**Problem to work on:** Retype word for word the lines of the data below, from the first to the one bearing "Website then website_rank", with that one included.

>>>

PR #127, opened 2017-03-28
UI for sources

jonallured:
One more piece of the UI puzzle - now Importers can view and create Sources. That last point gets a little interesting because when you create a Source that shifts the ranks of the other Sources we have to adjust things. My answer to this tricky problem is the humble `SourceResolver`. It's got a pretty simple interface - it takes the newly built, but not saved, Source and figures out which other Sources need adjustment and to which ranks. Neato!

The other thing I'd point out is the refactor of `rank_for` on Source - now instead of taking a `Rankable`, it takes a symbol, which is great because it let me remove some `public_send` that had me feeling bad about myself.

Note: I put this PR on top of #123 so the diff here looks bigger than it actually is. ❤️

### DIFF
--- a/app/models/source.rb
+++ b/app/models/source.rb
@@ -10,12 +10,14 @@ class Source < ApplicationRecord
   validates :website_rank, presence: true, uniqueness: true
 
   def rank_for(type)
-    {
+    types = {
       email_rank: email_rank,
       location_rank: location_rank,
       organization_name_rank: organization_name_rank,
       phone_number_rank: phone_number_rank,
       website_rank: website_rank
-    }[type] || raise(UnknownRankType)
+    }
+
+    types[type] || raise(UnknownRankType)
   end
 end
--- a/app/models/source.rb
+++ b/app/models/source.rb
@@ -1,5 +1,5 @@
 class Source < ApplicationRecord
-  class UnknownRankable < StandardError; end
+  class UnknownRankType < StandardError; end
   has_many :imports
 
   validates :name, presence: true, uniqueness: true
@@ -9,14 +9,13 @@ class Source < ApplicationRecord
   validates :phone_number_rank, presence: true, uniqueness: true
   validates :website_rank, presence: true, uniqueness: true
 
-  def rank_for(rankable)
-    case rankable
-    when Email then email_rank
-    when Location then location_rank
-    when OrganizationName then organization_name_rank
-    when PhoneNumber then phone_number_rank
-    when Website then website_rank
-    else raise UnknownRankable
-    end
+  def rank_for(type)
+    {
+      email_rank: email_rank,
+      location_rank: location_rank,
+      organization_name_rank: organization_name_rank,
+      phone_number_rank: phone_number_rank,
+      website_rank: website_rank
+    }[type] || raise(UnknownRankType)
   end
 end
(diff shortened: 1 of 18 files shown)


spec/rails_helper.rb
```diff
@@ -21,6 +21,12 @@
     PaperTrail.whodunnit = 'Test User'
   end
 
+  config.before(:each, type: :feature) do
```
gnilekaw: 👍

app/models/source_resolver.rb
```diff
@@ -0,0 +1,34 @@
...
+    new(new_source).resolve
+  end
+
+  def initialize(new_source)
+    @new_source = new_source
+  end
+
+  def resolve
+    return if @new_source.save
+    adjust_ranks
```
gnilekaw: Should lines 12 and 13 be wrapped in a transaction so that if something fails everything rolls back?

app/models/source_resolver.rb
```diff
@@ -0,0 +1,34 @@
...
+
+  def adjust_ranks
+    taken_rank_types.each do |rank_type|
+      sources_to_adjust(rank_type).each do |source|
+        source.increment!(rank_type)
+      end
+    end
+  end
+
+  def taken_rank_types
```
gnilekaw: This is cool how you save, read the errors, and increment. The word `taken` took me a minute to understand. Although I'm not sure there's a better word to describe what's going on. "Occupied" is a synonym but doesn't make sense. 

They're basically conflicts that are being resolved. Maybe there's a better metaphor there... Something like the following:

```ruby
def resolve_ranks
  conflicted_rank_types.each ...
```

app/models/source.rb
```diff
@@ -9,14 +9,13 @@ class UnknownRankable < StandardError; end
...
-    else raise UnknownRankable
-    end
+  def rank_for(type)
+    {
+      email_rank: email_rank,
+      location_rank: location_rank,
+      organization_name_rank: organization_name_rank,
+      phone_number_rank: phone_number_rank,
+      website_rank: website_rank
+    }[type] || raise(UnknownRankType)
```
gnilekaw: I like `}[type]`, but it feels a little cryptic. Perhaps consider pulling out the hash into a local.

jonallured: Good call - fixed with 0eaa555.

app/models/source_resolver.rb
jonallured: You have the best words - fixed with 96f6105.

app/models/source_resolver.rb
jonallured: This is interesting. You're probably right that a transaction does improve the safety of this code, but I'm having a hard time writing a failing test that proves the need. Open to ideas. Or I could just add the transaction, but it feels like anticipating a problem rather than responding to one, ya know?

jonallured: Ok, I did think of one situation, but it's pretty edgy - what if two Importers were adding Sources simultaneously? A transaction around this bit of code would prevent them from colliding. Probably.

gnilekaw: I don't know what could make this fail. I imagined having to clean it up though when it did. I'm good if you're good.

<<<

**Task result:**
PR #127, opened 2017-03-28
UI for sources

jonallured:
One more piece of the UI puzzle - now Importers can view and create Sources. That last point gets a little interesting because when you create a Source that shifts the ranks of the other Sources we have to adjust things. My answer to this tricky problem is the humble `SourceResolver`. It's got a pretty simple interface - it takes the newly built, but not saved, Source and figures out which other Sources need adjustment and to which ranks. Neato!

The other thing I'd point out is the refactor of `rank_for` on Source - now instead of taking a `Rankable`, it takes a symbol, which is great because it let me remove some `public_send` that had me feeling bad about myself.

Note: I put this PR on top of #123 so the diff here looks bigger than it actually is. ❤️

### DIFF
--- a/app/models/source.rb
+++ b/app/models/source.rb
@@ -10,12 +10,14 @@ class Source < ApplicationRecord
   validates :website_rank, presence: true, uniqueness: true
 
   def rank_for(type)
-    {
+    types = {
       email_rank: email_rank,
       location_rank: location_rank,
       organization_name_rank: organization_name_rank,
       phone_number_rank: phone_number_rank,
       website_rank: website_rank
-    }[type] || raise(UnknownRankType)
+    }
+
+    types[type] || raise(UnknownRankType)
   end
 end
--- a/app/models/source.rb
+++ b/app/models/source.rb
@@ -1,5 +1,5 @@
 class Source < ApplicationRecord
-  class UnknownRankable < StandardError; end
+  class UnknownRankType < StandardError; end
   has_many :imports
 
   validates :name, presence: true, uniqueness: true
@@ -9,14 +9,13 @@ class Source < ApplicationRecord
   validates :phone_number_rank, presence: true, uniqueness: true
   validates :website_rank, presence: true, uniqueness: true
 
-  def rank_for(rankable)
-    case rankable
-    when Email then email_rank
-    when Location then location_rank
-    when OrganizationName then organization_name_rank
-    when PhoneNumber then phone_number_rank
-    when Website then website_rank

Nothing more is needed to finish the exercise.